Игумен монастыря Дохиар геронда Григорий (Зумис) давно известен и за пределами Святой Горы. Истинно жаждущие услышать мудрые слова старца едут со всех континентов, чтобы присутствовать на беседах с Герондой, где, внимательно вслушиваясь в беглую речь переводчика, слушают рассказы о монашеских подвигах, о страдающих, угнетённых и заблудившихся в страстях.
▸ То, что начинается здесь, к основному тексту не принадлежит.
PR #9685, opened 2021-09-30
qt6: update to 6.2.0

MehdiChinoune:


MehdiChinoune:
I have seen that ucrt failure occured randomly, There is no way to reproduce it.

Biswa96:
How about merging this then see which one fails in msys2-autobuild?

Alexpux:
@MehdiChinoune qt 6.2.0 have a lot more modules now

MehdiChinoune:
> @MehdiChinoune qt 6.2.0 have a lot more modules now

What do you see missing?

Alexpux:
@MehdiChinoune sorry, seems added modules are included in other modules mostly

PR #9699, opened 2021-10-02
fftw: enable avx-128-fma/avx2/avx512

MehdiChinoune:
> you can compile with--enable-avx and the code will still run on a CPU without AVX support

http://fftw.org/fftw3_doc/Installation-on-Unix.html#Installation-on-Unix


MehdiChinoune:
Could someone with commit rights start commiting all of these stuck pull-requests.

PR #9700, opened 2021-10-02
ncurses: Remove pthread dependency

raedrizqie:
Remove pthread dependency


lazka:
can you add an inline comment explaining the reason for your change?

raedrizqie:
nanosleep is only defined in pthread library.

Python modules such as _curses, _curses_panel and readline will pull libwinpthread-1.dll silently because of this.

lazka:
sure, I meant add a comment in the PKBUILD above the change

Biswa96:
Wondering if it is possible to move nanosleep to mingw-w64-crt? @lhmouse

lhmouse:
We can't *move* it, otherwise existent applications that import it from winpthreads DLL will fail to start. If we want it to be available from the CRT anyhow, we must duplicate it.

lazka:
ncurses has a windows specific fallback, so at least for this case I don't see the value.

PR #9702, opened 2021-10-02
libserialport: add initial package

maggu2810:


maggu2810:
I am just not sure about the version to choose.
As you can see here https://sigrok.org/gitweb/?p=libserialport.git;a=summary the last release version tag is 5 years old but there is some acitivity in the master branch.
I used 0.commitdate.commitnumerofdate
I tried to get some information from upstream if a new release is planed... Wait for a reply.

PR #9708, opened 2021-10-04
added SLiM population genetic simulation software package

rdinnager:
This package installs the forward population genetics simulation software known as SLiM (https://messerlab.org/slim/). This package culminates a big effort to get this software ported to Windows from linux / MacOS. This is my first package submission so hopefully I've done it right. All local testing has passed.


rdinnager:
Hi, thanks for your help cleaning this up. SLiM_pacman.tar.gz comes from the developer's website. I forgot to mention before that this package is in collaboration with and with the full permission of the software's main developer @bhaller. It is 3.7 because the developer would like this package to be available with the official 3.7 release so they made this archive available early so that we could test and get the MSYS2 package up. I hope that answers you questions. Cheers!

PR #9710, opened 2021-10-04
libusb: fix dll exports on CLANG

### LINKED ISSUE #9626: aravis: build failure on clang32
I tried building this locally (with `MSYS=winjitdebug`) and saw this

Предлагаем вашему вниманию несколько фрагментов из книги Геронды «Люди Церкви, которых я знал». Идея этого сочинения выросла как раз из таких регулярных бесед. Это назидательные истории о подвиге любви, самопожертвовании, скромности и, что самое главное, стремлении жить по-евангельски. Геронда с большой теплотой описывает своих героев — мирян и монахов-аскетов, которые и подают нам драгоценные примеры истинно христианской жизни.

 

Рассказы старца

Довольство малым

Апостол Павел пишет о довольстве малым просто и лаконично: Имея пропитание и одежду, будем довольны тем (1 Тим. 6:8). И Господь говорит нам о безумии того, кто задумал разрушить свои старые житницы, чтобы строить большие, так как поля его принесли богатый урожай. Довольство малым — характерная черта монашеской жизни от её начала и до сего дня. Надеюсь, что две следующих афонских истории порадуют читателя тем, что это духовное делание не совсем ещё исчезло у монахов.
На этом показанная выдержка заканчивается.